# Favorite Rapper/rap group and why



## IAMDGK (Apr 17, 2008)

im gonna have to go with The Game or Lil' Wayne, they can freestyle crazy and theyre albums have always been sick


----------



## pharlow (Apr 17, 2008)

IAMDGK said:


> im gonna have to go with The Game or Lil' Wayne, they can freestyle crazy and theyre albums have always been sick


old school stuff is always way sicker or try listening to imortal technique personally i think his flows are much sicker and every song has a meaning its sick


----------



## shadymyster555 (Apr 17, 2008)

tupac, lil wayne


----------



## ALX420 (Apr 17, 2008)

nate dogg, suga free, MJG, and dj quik - my favorite track is "bitches aint shit".


----------



## barrgemike (Apr 17, 2008)

shadymyster555 said:


> tupac, lil wayne


That's what i'm screaming ^^^^^


----------



## WiZ Kid (Apr 17, 2008)

Wiz Khalifa or Atmosphere


----------



## Wordz (Apr 17, 2008)

Cuz you can't touch this


----------



## mastakoosh (Apr 17, 2008)

pac, big, face...


----------



## Mr. Marge (Apr 17, 2008)

Wu Tang Clan ain't nuttin ta fuck wit


----------



## mastakoosh (Apr 17, 2008)

Mr. Marge said:


> Wu Tang Clan ain't nuttin ta fuck wit


 real talk.


----------



## Yeah (Apr 17, 2008)

Andre Nickatina, Pac, Styles P.


----------



## SZoll13 (Apr 17, 2008)

Dr. Dre - Has the beats, the flow, and the lyrics. Can't beat the original Chronic.


----------



## IAMDGK (Apr 18, 2008)

hell yea Dr. Dre is awesome, and i forgot all about Jeezy when i first posted haha


----------



## blitz (Apr 18, 2008)

IAMDGK said:


> im gonna have to go with The Game or Lil' Wayne, they can freestyle crazy and theyre albums have always been sick


Lil' Wayne is tight because he's so fucking crazy, but The Game is just some corporate creation. Dr. Dre made 50 and The Game in the same vat.


----------



## blitz (Apr 18, 2008)

Mr. Marge said:


> Wu Tang Clan ain't nuttin ta fuck wit


Liquid Swords is probably one of my favorite albums ever.


----------



## apotsmokinsniper (Apr 18, 2008)

definately 50 cent and lil wayne. that shit gets me pumped


----------



## SZoll13 (Apr 19, 2008)

blitz said:


> Liquid Swords is probably one of my favorite albums ever.

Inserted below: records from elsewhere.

PR #65519, opened 2023-05-07
Allow mutants to walk underwater

worm-girl:
#### Summary
Features "Allow mutants to walk underwater"

#### Purpose of change

The new crustacean mutants were having a hard time in water because their shells are so heavy, often burning two whole bars of stamina moving a single tile. This change allows post-thresh crustaceans, cephalopods, and snails to walk along lake beds and other underwater surfaces without burning as much stamina as swimming, though still more than they burn on land.

#### Describe the solution

* Added CRAB_LEGS as a pre-threshold mutation. Currently this doesn't do much except make the mutant quieter, but it could have all kinds of effects, especially once wounds and better mutation limbification are in place.

* Added a new post-threshold mutation for crustaceans called SCUTTLE. Scuttle slightly reduces move cost over obstacles, as many crabs are good climbers.

* Added a flag to scuttle, tentacle bracing, and gastropod foot called WALK_UNDERWATER. Then added a check for it in burn_move_stamina. If the player has this flag and is standing in a tile that has the DEEP_WATER flag but not the GOES_DOWN flag, then they are exempted from the usual extra stamina cost that is normally applied by that function.

This does not make these mutants any faster underwater, but it does make it more feasible for them to hang out down there. This does not do anything if the mutant's feet can't touch the bottom, and it doesn't exempt them from other stamina costs associated with being in water. Walking around underwater will still drain stamina faster than it would on land, but not nearly as fast as swimming.

Other traits or character properties could be added to can_walk_underwater if anyone can think of them. Possibilities include a wearing a dive suit, some sort of ultraheavy bionic, or maybe even power armor.

I thought about removing athletics learning for walking around on the ocean floor, as well as blocking bonuses from items like swimming gloves (none of the applicable mutants can wear swim fins), but I don't think that's super necessary. Someone with human hands and crab legs could reasonably still get some benefit from wearing swimming gloves while moving along the ocean floor as they'd still be useful for "hopping" along, and a person who is moving around in water at all is dealing with things like current and water resistance, so the skill training doesn't feel too weird, especially as it's still burning more stamina than land walking, implying at least some physical exertion is taking place.

#### Testing

Mutated crustacean_carapace and tried walking around on a lake bed. Gave myself scuttle, tried again, and observed that stamina drain was much lower. Tried swimming above the lake bed and saw that stamina drain was appropriately not reduced.

Walked across a riverbed with scuttle and observed reduced stamina drain.

Repeated both tests with tentacle bracing and gastropod balance.

#### Additional context

image
A crustacean mutant doing battle with a giant carp at the bottom of a lake.

image
mr_krabs_walking_10hours.mp4


Venera3:
Instead of id-checking traits use a character flag please - that opens it for e.g. effects or other JSON bits to use the functionality down the line.

fairyarmadillo:
Oh cool, the tests passed this time! It's running on a JSON flag now instead of ID checking, as Venera3 requested, and it should be really easy to put the flag on artifacts/magiclysm spells/diving suits in the future.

Give me a vote for that too! 

...That was the night everything changed...


----------



## #1accordfamily (Apr 19, 2008)

haystak asdfkja;sdfjasdfasdf


----------



## Senor SmokeAlot (Apr 20, 2008)

damn i dont have any one fav. rapper. i think the best rap was early jay-z,nas,wu,mobb deep,big,big pun,pac,ice cube,snoop,bone thugs,UGK,outkast,goodie mob,scarface,cash money(hot boyz and big tymer) i can go on and on 
anyone listen to devin the dude? he's funny as hell and can spit

i HATE solja,webbie and all that type of crap. dj kahlad is a fat piece of shit,gayme is pretty sorry. alot of rap and what we hear on tv and radio sucks, too bad its not like wat it used to be


----------



## dirkadirka (Apr 20, 2008)

Lol yea I second 8ball and MJG. And I add Hypnotize/C.A.M.P. Posse/3-6 Mafia. Oh, and what about KRS one.


----------



## mastakoosh (Apr 20, 2008)

i gotta throw outkast out there too. they always have come up with original and creative music. they dont just follow what others are doing, and are not afraid to step outside what is considered the norm in hip hop.


----------



## blitz (Apr 21, 2008)

Senor SmokeAlot said:


> damn i dont have any one fav. rapper. i think the best rap was early jay-z,nas,wu,mobb deep,big,big pun,pac,ice cube,snoop,bone thugs,UGK,outkast,goodie mob,scarface,cash money(hot boyz and big tymer) i can go on and on
> anyone listen to devin the dude? he's funny as hell and can spit
> 
> i HATE solja,webbie and all that type of crap. dj kahlad is a fat piece of shit,gayme is pretty sorry. alot of rap and what we hear on tv and radio sucks, too bad its not like wat it used to be


i agree. practically everything out right now is just shitty ringtone rap, and I don't think it can even be called rap. I mean, Cam'ron and that whole crowd is real poppy, but he still spits a flow, so that's still rap, albeit gangsta rap for 15-year old suburban white kids.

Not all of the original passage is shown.